The inability of Machado's government to restore order ultimately led to intervention from the U.S. government, which had previously supported him but now sought to stabilize Cuba through political transition. Under pressure from both domestic unrest and diplomatic maneuvering, Machado was forced to resign on August 12, 1933, and fled to the Bahamas.

===Aftermath===

Following Machado's departure, the strike contributed to the emergence of a revolutionary period in Cuban politics, culminating in the rise of the short-lived Sergeants' Revolt led by Fulgencio Batista and the establishment of a provisional government under Ramón Grau San Martín. Although the labor movement had demonstrated its political strength, it soon faced repression from the new authorities as Batista consolidated power. The Communist Party of Cuba and other radical labor organizations were sidelined, and many of their leaders were imprisoned or forced underground.

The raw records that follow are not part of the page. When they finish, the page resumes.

PR #336, opened 2019-07-08
[Tensor] Add precondition in 'Tensor.init(arrayLiteral:)' to reject 'init()' calls.

rxwei:
A long-standing issue in Swift is that labeled variadic parameters can accept 0 arguments when a label does not exist. Here is a related discussion on Swift Evolution: [Should labeled variadic parameters accept 0 arguments?](https://forums.swift.org/t/should-labeled-variadic-parameters-accept-0-arguments/12500)

When there is no `Tensor.init()`, an `init()` expression will resolve to a call to `init(arrayLiteral:)` with no arguments, which is semantically invalid for `Tensor`, `ShapedArray`, and `ShapedArraySlice`. Declaring an `init()` with an `@available(*, unavailable)` does not work becuase the type checker would still resolve `init()` calls to `init(arrayLiteral:)`. Before Swift supports finer control over labeled variadic parameters, the only thing we can do is to fail early at run-time.

XCTest does not yet provide test utilities for crashers. We can add such a test utility along with tests for such run-time errors later.

Resolves [TF-644](https://bugs.swift.org/browse/TF-644).

### DIFF
--- a/Sources/TensorFlow/Core/ShapedArray.swift
+++ b/Sources/TensorFlow/Core/ShapedArray.swift
@@ -703,6 +703,7 @@ extension ShapedArray: ExpressibleByArrayLiteral where Scalar: TensorFlowScalar 
     public typealias ArrayLiteralElement = _TensorElementLiteral<Scalar>
     @inlinable
     public init(arrayLiteral elements: _TensorElementLiteral<Scalar>...) {
+        precondition(!elements.isEmpty, "Cannot create a 'ShapedArray' with no elements")
         self = Tensor<Scalar>(_tensorElementLiterals: elements).array
     }
 }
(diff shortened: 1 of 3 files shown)


Sources/TensorFlow/Core/ShapedArray.swift
```diff
@@ -703,6 +703,7 @@ extension ShapedArray: ExpressibleByArrayLiteral where Scalar: TensorFlowScalar
     public typealias ArrayLiteralElement = _TensorElementLiteral<Scalar>
     @inlinable
     public init(arrayLiteral elements: _TensorElementLiteral<Scalar>...) {
+        precondition(!elements.isEmpty, "Cannot create a 'ShapedArray' with no elements")
```
eaplatanios: Should we end the error messages with "." (i.e., periods) so they form full sentences?

rxwei: Good suggestion.  Done.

The Cuban General Strike of 1933 is considered a turning point in the island's labor history, marking the first time that workers played a decisive role in overthrowing a government. It demonstrated the potential of mass mobilization to challenge entrenched political elites, setting a precedent for future labor struggles. The strike also underscored the limitations of labor power within a fragile political system, as later governments moved to curb union influence and co-opt labor movements for political purposes.

Rubén Martínez Villena, unable to find a cure for his tuberculosis, died the next year.